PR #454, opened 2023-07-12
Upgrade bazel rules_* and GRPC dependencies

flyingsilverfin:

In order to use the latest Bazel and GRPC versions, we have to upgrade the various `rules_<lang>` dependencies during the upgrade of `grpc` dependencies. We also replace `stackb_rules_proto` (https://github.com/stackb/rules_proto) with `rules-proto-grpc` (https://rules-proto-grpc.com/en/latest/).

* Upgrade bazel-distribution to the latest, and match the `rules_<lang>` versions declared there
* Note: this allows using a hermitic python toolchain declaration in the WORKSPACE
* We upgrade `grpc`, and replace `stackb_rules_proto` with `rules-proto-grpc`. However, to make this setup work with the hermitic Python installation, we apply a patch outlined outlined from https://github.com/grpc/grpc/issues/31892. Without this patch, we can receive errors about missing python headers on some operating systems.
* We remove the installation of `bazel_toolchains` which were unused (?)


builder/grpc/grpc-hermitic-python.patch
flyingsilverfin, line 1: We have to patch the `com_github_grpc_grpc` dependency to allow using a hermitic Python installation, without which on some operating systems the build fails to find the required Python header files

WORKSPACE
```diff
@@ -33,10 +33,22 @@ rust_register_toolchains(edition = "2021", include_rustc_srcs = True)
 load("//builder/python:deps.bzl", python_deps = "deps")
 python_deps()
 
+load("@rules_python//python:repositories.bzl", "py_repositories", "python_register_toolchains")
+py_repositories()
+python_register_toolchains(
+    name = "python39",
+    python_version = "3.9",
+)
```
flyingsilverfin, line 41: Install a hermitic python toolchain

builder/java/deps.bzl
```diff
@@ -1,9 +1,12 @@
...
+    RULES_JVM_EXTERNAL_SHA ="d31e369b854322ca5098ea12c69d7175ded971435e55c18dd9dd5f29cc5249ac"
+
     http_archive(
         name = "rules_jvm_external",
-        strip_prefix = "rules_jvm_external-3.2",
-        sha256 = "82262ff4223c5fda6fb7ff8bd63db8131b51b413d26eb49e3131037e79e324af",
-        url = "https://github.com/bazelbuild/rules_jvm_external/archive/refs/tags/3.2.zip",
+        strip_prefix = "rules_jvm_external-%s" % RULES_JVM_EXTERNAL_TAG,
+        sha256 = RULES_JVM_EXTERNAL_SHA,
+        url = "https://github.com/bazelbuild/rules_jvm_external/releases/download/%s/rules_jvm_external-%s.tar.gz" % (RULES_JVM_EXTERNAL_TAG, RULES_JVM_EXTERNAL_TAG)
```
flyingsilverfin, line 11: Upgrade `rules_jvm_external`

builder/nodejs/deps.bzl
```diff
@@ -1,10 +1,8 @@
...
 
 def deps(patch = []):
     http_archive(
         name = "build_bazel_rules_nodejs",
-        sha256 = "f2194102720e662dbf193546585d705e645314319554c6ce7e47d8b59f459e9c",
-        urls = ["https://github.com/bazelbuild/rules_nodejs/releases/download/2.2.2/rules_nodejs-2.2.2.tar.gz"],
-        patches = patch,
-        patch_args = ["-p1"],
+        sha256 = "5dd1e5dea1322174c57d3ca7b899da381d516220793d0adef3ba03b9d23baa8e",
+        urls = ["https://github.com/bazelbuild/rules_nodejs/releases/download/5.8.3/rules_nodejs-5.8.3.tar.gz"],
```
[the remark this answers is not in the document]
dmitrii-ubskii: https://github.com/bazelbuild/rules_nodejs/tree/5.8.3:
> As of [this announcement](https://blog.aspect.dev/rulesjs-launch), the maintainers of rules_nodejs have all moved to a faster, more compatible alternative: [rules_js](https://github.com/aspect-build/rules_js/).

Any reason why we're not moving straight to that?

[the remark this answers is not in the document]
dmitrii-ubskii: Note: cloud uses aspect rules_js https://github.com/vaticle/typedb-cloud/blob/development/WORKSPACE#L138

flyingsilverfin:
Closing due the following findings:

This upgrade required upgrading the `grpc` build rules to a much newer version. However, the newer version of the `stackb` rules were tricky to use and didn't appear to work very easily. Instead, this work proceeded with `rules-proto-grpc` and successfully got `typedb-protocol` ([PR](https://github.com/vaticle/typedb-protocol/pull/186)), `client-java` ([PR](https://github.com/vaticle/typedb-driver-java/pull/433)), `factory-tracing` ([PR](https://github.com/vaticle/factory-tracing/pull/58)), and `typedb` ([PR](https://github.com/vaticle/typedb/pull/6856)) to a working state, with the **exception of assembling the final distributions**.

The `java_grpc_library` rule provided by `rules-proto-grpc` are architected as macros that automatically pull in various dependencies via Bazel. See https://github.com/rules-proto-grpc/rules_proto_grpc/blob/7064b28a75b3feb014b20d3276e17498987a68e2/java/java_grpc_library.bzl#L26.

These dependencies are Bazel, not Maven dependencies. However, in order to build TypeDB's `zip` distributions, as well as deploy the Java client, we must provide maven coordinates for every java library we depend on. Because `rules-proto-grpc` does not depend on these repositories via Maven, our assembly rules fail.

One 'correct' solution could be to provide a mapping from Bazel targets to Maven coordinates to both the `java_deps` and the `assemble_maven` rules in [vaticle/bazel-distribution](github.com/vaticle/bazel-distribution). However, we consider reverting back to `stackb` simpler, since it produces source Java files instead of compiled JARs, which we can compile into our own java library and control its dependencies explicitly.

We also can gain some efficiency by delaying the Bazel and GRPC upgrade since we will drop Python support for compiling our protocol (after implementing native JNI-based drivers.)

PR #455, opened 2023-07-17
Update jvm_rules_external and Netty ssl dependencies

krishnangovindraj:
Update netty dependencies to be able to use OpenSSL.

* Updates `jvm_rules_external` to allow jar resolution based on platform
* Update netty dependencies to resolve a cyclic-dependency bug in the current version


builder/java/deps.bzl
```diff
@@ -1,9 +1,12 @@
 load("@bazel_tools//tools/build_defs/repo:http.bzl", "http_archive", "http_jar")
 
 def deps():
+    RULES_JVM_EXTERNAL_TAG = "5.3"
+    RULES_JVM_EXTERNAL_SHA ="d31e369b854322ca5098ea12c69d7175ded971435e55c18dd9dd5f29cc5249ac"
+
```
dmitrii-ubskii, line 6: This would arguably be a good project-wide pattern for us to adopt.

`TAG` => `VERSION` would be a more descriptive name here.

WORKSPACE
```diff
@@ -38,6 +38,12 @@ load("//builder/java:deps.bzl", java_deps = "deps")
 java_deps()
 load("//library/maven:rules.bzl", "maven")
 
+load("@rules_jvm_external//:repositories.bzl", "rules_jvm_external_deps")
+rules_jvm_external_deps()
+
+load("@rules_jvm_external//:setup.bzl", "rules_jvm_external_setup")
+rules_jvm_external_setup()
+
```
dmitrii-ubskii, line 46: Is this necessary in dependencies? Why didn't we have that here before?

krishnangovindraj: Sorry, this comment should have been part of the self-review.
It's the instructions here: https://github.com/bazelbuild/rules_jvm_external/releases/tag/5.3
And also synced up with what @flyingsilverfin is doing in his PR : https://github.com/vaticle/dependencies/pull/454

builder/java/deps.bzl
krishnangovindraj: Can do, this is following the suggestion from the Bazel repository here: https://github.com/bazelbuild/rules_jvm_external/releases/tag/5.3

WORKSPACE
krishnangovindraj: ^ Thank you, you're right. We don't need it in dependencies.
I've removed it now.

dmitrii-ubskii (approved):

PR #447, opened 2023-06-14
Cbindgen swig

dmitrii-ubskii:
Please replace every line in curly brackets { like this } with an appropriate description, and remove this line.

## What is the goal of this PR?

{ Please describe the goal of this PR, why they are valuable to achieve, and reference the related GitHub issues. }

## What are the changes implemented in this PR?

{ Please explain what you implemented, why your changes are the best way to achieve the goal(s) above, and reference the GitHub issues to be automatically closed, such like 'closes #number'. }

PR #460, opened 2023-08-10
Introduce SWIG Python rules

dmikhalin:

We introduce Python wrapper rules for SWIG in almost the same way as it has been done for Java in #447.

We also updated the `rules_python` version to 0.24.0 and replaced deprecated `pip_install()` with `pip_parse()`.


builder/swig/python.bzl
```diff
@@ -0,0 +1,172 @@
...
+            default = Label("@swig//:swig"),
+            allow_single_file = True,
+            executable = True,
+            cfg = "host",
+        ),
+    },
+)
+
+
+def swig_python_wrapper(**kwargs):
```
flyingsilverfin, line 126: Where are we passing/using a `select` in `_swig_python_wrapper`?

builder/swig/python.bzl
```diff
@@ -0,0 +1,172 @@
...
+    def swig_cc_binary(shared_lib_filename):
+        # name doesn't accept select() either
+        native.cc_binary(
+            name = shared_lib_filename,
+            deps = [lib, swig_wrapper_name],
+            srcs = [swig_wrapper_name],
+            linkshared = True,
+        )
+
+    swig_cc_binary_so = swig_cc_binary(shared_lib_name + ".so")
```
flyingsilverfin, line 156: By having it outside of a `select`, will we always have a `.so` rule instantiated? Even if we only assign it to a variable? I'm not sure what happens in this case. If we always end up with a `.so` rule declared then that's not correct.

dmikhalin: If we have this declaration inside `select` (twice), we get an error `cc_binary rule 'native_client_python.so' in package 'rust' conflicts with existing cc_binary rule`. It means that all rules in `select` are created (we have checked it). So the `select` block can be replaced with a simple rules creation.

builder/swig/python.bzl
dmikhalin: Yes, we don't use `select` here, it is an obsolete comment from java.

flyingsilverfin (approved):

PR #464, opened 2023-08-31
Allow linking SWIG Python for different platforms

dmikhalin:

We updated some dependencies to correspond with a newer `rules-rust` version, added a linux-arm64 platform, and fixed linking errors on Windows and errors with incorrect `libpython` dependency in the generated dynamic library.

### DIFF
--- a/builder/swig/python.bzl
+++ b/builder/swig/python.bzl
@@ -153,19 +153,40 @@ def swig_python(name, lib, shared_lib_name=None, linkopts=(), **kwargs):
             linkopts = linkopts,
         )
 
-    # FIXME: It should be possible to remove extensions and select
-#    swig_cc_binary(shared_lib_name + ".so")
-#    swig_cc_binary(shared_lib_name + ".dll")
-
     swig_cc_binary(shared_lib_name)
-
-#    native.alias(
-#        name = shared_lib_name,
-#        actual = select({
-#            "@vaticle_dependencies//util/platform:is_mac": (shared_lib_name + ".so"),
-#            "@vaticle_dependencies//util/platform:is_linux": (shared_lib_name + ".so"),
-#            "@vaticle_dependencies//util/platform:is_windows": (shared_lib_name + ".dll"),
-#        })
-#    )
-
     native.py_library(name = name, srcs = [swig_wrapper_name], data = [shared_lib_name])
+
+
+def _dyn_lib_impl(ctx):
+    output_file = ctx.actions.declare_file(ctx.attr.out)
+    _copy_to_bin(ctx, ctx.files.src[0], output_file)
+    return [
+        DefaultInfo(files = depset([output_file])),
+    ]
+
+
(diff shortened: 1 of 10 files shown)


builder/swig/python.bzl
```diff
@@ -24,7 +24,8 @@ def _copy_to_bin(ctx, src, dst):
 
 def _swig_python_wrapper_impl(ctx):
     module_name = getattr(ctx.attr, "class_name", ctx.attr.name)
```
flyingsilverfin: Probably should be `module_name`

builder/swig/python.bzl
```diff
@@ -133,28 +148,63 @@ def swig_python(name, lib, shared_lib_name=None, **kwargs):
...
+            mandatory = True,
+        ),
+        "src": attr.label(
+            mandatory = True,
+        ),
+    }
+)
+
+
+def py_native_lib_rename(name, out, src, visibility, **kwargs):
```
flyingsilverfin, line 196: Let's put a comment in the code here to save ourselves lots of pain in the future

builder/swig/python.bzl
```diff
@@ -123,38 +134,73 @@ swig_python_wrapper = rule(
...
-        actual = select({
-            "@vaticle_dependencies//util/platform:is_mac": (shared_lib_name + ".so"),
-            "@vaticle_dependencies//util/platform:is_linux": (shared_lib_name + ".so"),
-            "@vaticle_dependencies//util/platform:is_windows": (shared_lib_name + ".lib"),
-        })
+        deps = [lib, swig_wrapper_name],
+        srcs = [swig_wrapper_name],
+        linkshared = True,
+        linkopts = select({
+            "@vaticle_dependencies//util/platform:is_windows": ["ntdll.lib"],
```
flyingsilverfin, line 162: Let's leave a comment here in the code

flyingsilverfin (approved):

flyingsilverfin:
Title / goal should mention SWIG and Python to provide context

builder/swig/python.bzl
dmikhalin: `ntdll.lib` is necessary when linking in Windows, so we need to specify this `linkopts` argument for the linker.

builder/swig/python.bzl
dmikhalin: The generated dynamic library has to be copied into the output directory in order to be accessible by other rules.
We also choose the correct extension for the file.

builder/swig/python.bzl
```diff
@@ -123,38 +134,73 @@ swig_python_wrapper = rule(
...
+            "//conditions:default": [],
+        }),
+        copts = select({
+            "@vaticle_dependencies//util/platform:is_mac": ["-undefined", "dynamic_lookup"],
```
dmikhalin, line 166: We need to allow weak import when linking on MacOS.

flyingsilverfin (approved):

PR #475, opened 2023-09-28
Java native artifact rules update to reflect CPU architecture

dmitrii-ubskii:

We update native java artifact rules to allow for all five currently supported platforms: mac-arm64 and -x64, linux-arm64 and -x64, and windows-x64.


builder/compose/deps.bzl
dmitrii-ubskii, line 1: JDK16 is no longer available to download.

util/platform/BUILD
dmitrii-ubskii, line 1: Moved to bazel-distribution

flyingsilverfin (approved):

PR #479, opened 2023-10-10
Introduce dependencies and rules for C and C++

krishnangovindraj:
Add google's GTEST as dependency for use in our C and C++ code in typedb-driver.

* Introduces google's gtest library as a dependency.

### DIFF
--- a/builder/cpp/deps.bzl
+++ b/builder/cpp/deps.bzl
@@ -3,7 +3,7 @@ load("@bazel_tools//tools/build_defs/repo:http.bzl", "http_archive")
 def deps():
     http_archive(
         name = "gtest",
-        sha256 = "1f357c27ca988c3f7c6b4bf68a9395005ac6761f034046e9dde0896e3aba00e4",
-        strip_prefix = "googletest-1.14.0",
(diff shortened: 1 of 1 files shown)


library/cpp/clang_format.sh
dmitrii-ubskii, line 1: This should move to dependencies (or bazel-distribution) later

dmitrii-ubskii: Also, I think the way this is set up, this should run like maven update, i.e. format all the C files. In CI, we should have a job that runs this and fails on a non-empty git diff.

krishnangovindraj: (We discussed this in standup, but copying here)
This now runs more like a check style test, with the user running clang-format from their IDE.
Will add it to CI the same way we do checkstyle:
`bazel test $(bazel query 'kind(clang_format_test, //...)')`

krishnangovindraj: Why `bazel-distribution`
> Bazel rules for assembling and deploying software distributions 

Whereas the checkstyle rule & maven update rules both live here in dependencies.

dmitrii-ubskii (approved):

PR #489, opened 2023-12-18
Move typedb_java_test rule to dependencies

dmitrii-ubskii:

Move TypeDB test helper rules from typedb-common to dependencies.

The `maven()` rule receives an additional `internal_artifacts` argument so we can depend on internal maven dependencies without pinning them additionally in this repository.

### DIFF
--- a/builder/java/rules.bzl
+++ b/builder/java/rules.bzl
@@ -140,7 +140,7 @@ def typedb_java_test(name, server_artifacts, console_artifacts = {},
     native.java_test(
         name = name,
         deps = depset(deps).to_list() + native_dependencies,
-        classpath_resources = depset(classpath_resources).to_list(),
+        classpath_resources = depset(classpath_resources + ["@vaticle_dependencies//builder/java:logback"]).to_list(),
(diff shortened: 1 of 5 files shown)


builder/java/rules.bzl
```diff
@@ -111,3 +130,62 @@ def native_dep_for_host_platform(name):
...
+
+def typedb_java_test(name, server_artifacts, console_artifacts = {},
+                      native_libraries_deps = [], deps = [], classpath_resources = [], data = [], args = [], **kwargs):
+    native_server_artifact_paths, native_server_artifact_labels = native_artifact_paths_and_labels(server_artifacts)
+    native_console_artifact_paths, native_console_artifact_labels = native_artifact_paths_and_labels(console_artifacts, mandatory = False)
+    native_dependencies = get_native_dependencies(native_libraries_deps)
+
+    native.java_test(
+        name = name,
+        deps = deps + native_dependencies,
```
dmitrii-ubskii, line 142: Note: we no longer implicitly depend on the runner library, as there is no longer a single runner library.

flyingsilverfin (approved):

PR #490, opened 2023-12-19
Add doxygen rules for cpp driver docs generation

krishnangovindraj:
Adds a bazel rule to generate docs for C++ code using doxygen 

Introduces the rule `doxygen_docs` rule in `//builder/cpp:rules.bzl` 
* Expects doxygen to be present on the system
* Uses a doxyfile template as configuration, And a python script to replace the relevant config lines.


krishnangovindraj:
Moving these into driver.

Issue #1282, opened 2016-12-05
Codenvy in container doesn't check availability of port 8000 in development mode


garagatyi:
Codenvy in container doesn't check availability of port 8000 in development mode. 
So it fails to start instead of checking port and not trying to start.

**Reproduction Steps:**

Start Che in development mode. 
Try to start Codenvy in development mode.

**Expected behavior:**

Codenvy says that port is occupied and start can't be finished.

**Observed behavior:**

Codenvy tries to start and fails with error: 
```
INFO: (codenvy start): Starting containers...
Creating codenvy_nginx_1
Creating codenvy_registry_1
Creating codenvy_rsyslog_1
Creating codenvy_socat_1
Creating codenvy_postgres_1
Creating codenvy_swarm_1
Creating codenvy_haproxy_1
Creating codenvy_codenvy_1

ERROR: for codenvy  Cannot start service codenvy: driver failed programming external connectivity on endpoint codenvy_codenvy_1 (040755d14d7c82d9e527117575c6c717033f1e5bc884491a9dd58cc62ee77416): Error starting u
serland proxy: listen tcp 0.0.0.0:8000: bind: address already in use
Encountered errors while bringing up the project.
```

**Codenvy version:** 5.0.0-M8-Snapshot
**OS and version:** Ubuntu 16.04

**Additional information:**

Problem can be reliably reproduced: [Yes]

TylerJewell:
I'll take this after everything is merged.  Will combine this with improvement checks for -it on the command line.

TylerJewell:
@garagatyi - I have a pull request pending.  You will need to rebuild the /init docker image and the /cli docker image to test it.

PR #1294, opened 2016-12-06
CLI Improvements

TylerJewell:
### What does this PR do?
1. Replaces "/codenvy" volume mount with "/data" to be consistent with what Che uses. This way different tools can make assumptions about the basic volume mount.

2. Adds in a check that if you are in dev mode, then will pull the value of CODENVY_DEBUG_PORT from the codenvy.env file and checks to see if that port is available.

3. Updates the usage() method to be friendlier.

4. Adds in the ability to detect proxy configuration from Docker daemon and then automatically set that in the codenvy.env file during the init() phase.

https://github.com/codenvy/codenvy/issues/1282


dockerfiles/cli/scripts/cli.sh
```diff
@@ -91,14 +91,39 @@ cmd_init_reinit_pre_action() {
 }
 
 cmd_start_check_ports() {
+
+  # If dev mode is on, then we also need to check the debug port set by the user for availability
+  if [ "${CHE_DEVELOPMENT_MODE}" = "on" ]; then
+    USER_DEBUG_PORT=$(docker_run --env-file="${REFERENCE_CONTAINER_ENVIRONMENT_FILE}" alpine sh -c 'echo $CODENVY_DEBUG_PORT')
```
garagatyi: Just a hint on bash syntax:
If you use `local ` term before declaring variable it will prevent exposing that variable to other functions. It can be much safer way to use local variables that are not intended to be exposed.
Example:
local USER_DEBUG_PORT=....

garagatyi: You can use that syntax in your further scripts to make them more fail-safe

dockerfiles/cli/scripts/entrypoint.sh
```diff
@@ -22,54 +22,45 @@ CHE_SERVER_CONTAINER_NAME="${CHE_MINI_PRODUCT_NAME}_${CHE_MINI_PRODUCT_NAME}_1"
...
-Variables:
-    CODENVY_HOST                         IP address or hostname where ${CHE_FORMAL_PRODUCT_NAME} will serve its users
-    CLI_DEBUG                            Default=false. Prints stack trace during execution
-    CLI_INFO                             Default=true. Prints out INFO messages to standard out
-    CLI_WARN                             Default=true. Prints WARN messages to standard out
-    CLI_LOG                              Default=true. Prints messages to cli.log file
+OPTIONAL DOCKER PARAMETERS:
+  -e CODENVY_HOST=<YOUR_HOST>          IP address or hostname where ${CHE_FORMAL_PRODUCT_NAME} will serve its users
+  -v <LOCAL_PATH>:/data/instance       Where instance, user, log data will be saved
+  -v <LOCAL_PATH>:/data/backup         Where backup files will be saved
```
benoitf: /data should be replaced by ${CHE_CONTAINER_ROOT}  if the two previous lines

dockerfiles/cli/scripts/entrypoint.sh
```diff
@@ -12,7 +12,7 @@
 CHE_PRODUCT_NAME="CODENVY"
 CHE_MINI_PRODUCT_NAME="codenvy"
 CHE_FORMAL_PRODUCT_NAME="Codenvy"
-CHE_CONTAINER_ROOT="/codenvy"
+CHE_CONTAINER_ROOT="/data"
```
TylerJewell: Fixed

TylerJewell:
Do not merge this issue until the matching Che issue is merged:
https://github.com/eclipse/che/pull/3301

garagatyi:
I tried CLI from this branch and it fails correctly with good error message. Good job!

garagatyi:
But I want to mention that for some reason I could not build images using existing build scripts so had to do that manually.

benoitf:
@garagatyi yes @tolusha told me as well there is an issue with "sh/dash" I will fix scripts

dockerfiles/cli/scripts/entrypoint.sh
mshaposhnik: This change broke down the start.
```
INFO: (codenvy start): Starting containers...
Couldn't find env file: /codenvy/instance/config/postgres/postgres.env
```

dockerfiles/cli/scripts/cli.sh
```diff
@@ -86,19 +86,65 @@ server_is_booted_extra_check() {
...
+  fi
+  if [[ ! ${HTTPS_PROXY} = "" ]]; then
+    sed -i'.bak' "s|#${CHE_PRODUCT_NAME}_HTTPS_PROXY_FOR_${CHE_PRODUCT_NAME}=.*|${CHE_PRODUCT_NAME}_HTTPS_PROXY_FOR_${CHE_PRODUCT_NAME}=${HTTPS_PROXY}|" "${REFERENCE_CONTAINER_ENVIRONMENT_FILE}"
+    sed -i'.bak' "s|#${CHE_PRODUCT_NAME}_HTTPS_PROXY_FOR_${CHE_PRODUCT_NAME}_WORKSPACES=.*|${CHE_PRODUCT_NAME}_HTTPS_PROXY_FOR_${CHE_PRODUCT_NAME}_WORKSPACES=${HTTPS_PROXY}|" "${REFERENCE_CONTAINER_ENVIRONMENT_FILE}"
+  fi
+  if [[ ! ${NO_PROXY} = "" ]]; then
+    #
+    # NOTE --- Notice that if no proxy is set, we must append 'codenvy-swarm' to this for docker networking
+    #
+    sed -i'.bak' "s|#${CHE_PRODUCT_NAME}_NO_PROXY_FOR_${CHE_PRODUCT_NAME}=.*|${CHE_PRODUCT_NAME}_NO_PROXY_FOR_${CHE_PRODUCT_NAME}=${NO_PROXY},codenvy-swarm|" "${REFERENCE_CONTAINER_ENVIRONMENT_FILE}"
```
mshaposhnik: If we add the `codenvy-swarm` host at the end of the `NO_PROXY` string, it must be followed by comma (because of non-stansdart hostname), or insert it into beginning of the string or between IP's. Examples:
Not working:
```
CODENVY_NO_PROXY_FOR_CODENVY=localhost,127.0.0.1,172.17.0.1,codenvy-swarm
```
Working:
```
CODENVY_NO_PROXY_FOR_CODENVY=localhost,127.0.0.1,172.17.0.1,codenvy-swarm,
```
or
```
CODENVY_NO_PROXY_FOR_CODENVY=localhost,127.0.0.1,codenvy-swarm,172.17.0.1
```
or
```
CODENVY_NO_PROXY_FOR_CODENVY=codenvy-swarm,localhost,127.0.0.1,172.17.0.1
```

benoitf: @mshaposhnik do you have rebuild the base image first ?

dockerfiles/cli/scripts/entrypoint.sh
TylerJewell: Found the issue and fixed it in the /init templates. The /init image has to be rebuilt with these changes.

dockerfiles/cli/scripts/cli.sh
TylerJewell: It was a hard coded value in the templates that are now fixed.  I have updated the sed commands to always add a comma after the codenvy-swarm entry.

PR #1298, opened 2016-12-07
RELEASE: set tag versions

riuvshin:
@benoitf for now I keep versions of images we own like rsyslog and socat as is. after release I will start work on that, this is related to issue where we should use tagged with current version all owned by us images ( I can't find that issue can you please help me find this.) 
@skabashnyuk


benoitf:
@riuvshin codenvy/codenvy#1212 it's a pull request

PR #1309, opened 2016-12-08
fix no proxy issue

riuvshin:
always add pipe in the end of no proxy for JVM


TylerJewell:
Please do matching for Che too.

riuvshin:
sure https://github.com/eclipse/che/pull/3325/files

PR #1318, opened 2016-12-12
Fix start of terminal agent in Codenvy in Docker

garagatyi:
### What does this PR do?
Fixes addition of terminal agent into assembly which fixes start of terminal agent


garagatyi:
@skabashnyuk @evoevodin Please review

┄┄┄┄┄┄┄┄┄┄┄┄┄┄┄┄┄┄┄┄

Please output an exact copy of the lines above, from the opening line of the data down to the line that contains "in the WORKSPACE".

PR #454, opened 2023-07-12
Upgrade bazel rules_* and GRPC dependencies

flyingsilverfin:

In order to use the latest Bazel and GRPC versions, we have to upgrade the various `rules_<lang>` dependencies during the upgrade of `grpc` dependencies. We also replace `stackb_rules_proto` (https://github.com/stackb/rules_proto) with `rules-proto-grpc` (https://rules-proto-grpc.com/en/latest/).

* Upgrade bazel-distribution to the latest, and match the `rules_<lang>` versions declared there
* Note: this allows using a hermitic python toolchain declaration in the WORKSPACE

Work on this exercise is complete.